Hi,
I am running filebeat in a Docker Container on Kubernetes Cluster for Processing Logs of our Application and send them to Logstash. Our Log Data is stored in PV, so I ran only one pod of filebeat that takes logs from that PV, process it and send them to Logstash. I am storing Filebeat Registry file in our PV so that in case of any restart, it should start from wherever it left.
Now the problem arises with Pod restarts. As the new pod may be deployed on any node in kubernetes cluster, the device field in Filebeat Registry file gets changed and it is not able to retrieve offset information for a log file with the new (device + inode) combination, so it creates new entry for that log file in registry file with the new (device + inode) combination.

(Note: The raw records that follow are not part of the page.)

PR #256, opened 2026-09-06
refactor(ipc): let the compiler own the main-process channel mirror

NorbertBodziony:
## What this is

`packages/contracts/src/ipc-channels.ts` declares 191 channels, and `packages/contracts/AGENTS.md`
described three files that mirror the list by hand. Only one of the three was actually unchecked.

The mock (`mock-openbot.ts`) and the preload bridge are both annotated `: OpenBotDesktopApi`, so
`tsc` already links them in both directions. The **main process** was the real gap: it registered a
handler by naming a channel string, and nothing said the sequence was complete. A channel declared
and never registered compiled, shipped, and surfaced as `No handler registered for
'agent:list-models'` the first time a user opened the feature. A 565-line static scan of the source
text was what noticed — a test that had to re-implement enough of the language to find the calls.

This replaces that scan with the type checker.

## How

**`packages/contracts/src/ipc-endpoints.ts`** (new) gives the flat channel list structure: which
group each channel belongs to, and whether it is a `request` the renderer invokes or an `event` the
main process sends. 20 groups, one per registrar; no wire value changes, and the file reads its
values from `IPC_CHANNELS` so a typo is already an error at the reference.

A type-level assertion holds the two files together at zero runtime cost:

```
error TS2344: Type '{ channelsMissingFromEveryGroup: "app:brand-new-thing"; }'
  does not satisfy the constraint 'true'.
```

**`src/main/ipc/define-ipc-group.ts`** (new) turns a registrar from a sequence of calls into a value.
Each of the sixteen registrars now *returns* `Pick<IpcGroupHandlers, …>` instead of registering, and
`src/main/index.ts` spreads all sixteen into one `registerIpcGroups` call. Neither entry point takes a group object — both are handed a group *name* and read the endpoints out of
`IPC_ENDPOINTS`, so no channel outside the manifest can reach a registration. `GroupHandlers<G>` is a
mapped type over the group's request endpoints, so:

| Mistake | Diagnostic |
| --- | --- |
| endpoint with no handler | `TS2741: Property 'prepareModel' is missing … but required in type 'GroupHandlers<…>'` |
| handler for an endpoint that does not exist | `TS2561: 'prepareTheModel' does not exist … Did you mean 'prepareModel'?` |
| group with no registrar | `TS2741: Property 'telemetry' is missing … but required in type 'IpcGroupHandlers'` (at `index.ts`) |
| channel in no group | `TS2344` above |

Four constructors bind a handler — `handler`, `payloadHandler`, `eventHandler`,
`authorizedHandler`. Each is a closure that calls `handleTrusted` /
`handleTrustedWithEvent` with its *real* decoder and payload type, so the rule that a payload cannot
be bound without a decoder for it survives intact — there is no constructor that pairs one with a raw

Registry (data.json) file before pod restart :
{
"source": "my_service_.2020-06-16.27.log",
"offset": 158130,
"timestamp": "2020-07-24T18:43:28.716910538Z",
"ttl": -1,
"type": "log",
"meta": null,
"FileStateOS": {
"inode": 4187121761,
"device": 2097258
}
}
Registry (data.json) file after pod restart :
{
"source": "my_service_.2020-06-16.27.log",
"offset": 158130,
"timestamp": "2020-07-24T18:43:28.716910538Z",
"ttl": -1,
"type": "log",
"meta": null,
"FileStateOS": {
"inode": 4187121761,
"device": 2097258
}
},
{
"source": "my_service_.2020-06-16.27.log",
"offset": 210589,
"timestamp": "2020-07-24T18:53:59.49175077Z",
"ttl": -1,
"type": "log",
"meta": null,
"FileStateOS": {
"inode": 4187121761,
"device": 8388788
}
}
This duplicate entry in the Registry file causes it to reprocess that log file again.. leading to duplicate logs in Elasticsearch.
As our log data is very large.. we cannot afford to reprocess all the log files for every pod restart.
-
Is there any solution to this problem??
-
Is there any way in which device filed can be kept as same over pod restarts??
Please provide solution asap as this is a very crucial part in our deployment.